■ **EXERCISE AIM**
In the records that follow, find each line containing "release" and copy it.

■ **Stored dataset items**

== Segment start ==

PR #2414, opened 2026-01-26
feat(vue-extractor): add reactivity transform support for props destructuring

mister-what:
# Description

This PR adds support for Vue's Reactivity Transform in the `vue-extractor` to fix message ID mismatches when using destructured props from `defineProps()`.

## Problem

When using destructured props with Lingui macros like `plural()` or `select()`, the extractor and the runtime macro see different code representations:

```vue
<script setup>
const { selectedCount } = defineProps({ selectedCount: Number });

const text = plural(selectedCount, {
  one: "# item",
  other: "# items",
});
</script>
```

Extractor sees: `plural(selectedCount, ...)` and generates message ID for `{selectedCount, plural, ...}`
Runtime macro sees: `plural(__props.selectedCount, ...)` and generates message ID for `{0, plural, ...}`

This mismatch causes the translations to fail at runtime.

### Solution

The extractor now runs Vue’s `compileScript()` when the `reactivityTransform` option is enabled.
This applies the same reactivity transform that Vue uses internally, so both the extractor and the runtime macro operate on identical code (i.e. `__props.x` instead of destructured bindings). As a result, message IDs are generated consistently and no longer mismatch at runtime.

The feature is **opt-in** (`reactivityTransform: false` by default) to avoid breaking existing setups that rely on the previous behavior.

To support this configuration cleanly, the extractor API was changed to a **factory-based approach**. A preconfigured extractor instance is still exported for backwards compatibility, but it is now marked as deprecated in favor of `createVueExtractor()`.

### Usage

```ts
// lingui.config.js
import { createVueExtractor } from "@lingui/extractor-vue";

export default defineConfig({
  // ... other config
  extractors: [createVueExtractor({ reactivityTransform: true })],
});
```

## Types of changes

- [x] Documentation update
- [x] Examples update

## Checklist

- [x] I have read the https://github.com/lingui/js-lingui/blob/main/CONTRIBUTING.md and https://github.com/lingui/js-lingui/blob/main/CODE_OF_CONDUCT.md docs

### DIFF
--- a/packages/extractor-vue/src/extractor.test.ts
+++ b/packages/extractor-vue/src/extractor.test.ts
@@ -33,7 +33,7 @@ describe("vue extractor", () => {
       flow: false,
     },
   })
-  const vueExtractor = createVueExtractor();
+  const vueExtractor = createVueExtractor()
 
   it("should ignore non vue files in extractor", async () => {
     const match = vueExtractor.match("test.js")
@@ -90,7 +90,7 @@ describe("vue extractor", () => {
     const code = fs.readFileSync(filePath, "utf-8")
 
     let messages: ExtractedMessage[] = []
-    const vueExtractor = createVueExtractor({reactivityTransform: true})
+    const vueExtractor = createVueExtractor({ reactivityTransform: true })
     await vueExtractor.extract(
       "props-destructuring.vue",
       code,


timofei-iatsenko:
Hey, you also can mitigate that by using a named placeholder, which is going to be recommended way when we finish with V6 release

```ts
const { selectedCount } = defineProps({ selectedCount: Number });

// {selectedCount} shortcut to {selectedCount: selectedCount}, which is {label: value}
const text = plural({selectedCount}, {
  one: "# item",
  other: "# items",
});
```

timofei-iatsenko:
@mister-what we currently have a code-freeze for the `main` branch and development goes in the `next`, your contribution is valuable and we happily accept it, please change the target to the `next` and resolve conflicts if any. 

This fix would be included in upcoming v6 release.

== Segment end ==

■ **WRITTEN REPLY**
Hey, you also can mitigate that by using a named placeholder, which is going to be recommended way when we finish with V6 release
This fix would be included in upcoming v6 release.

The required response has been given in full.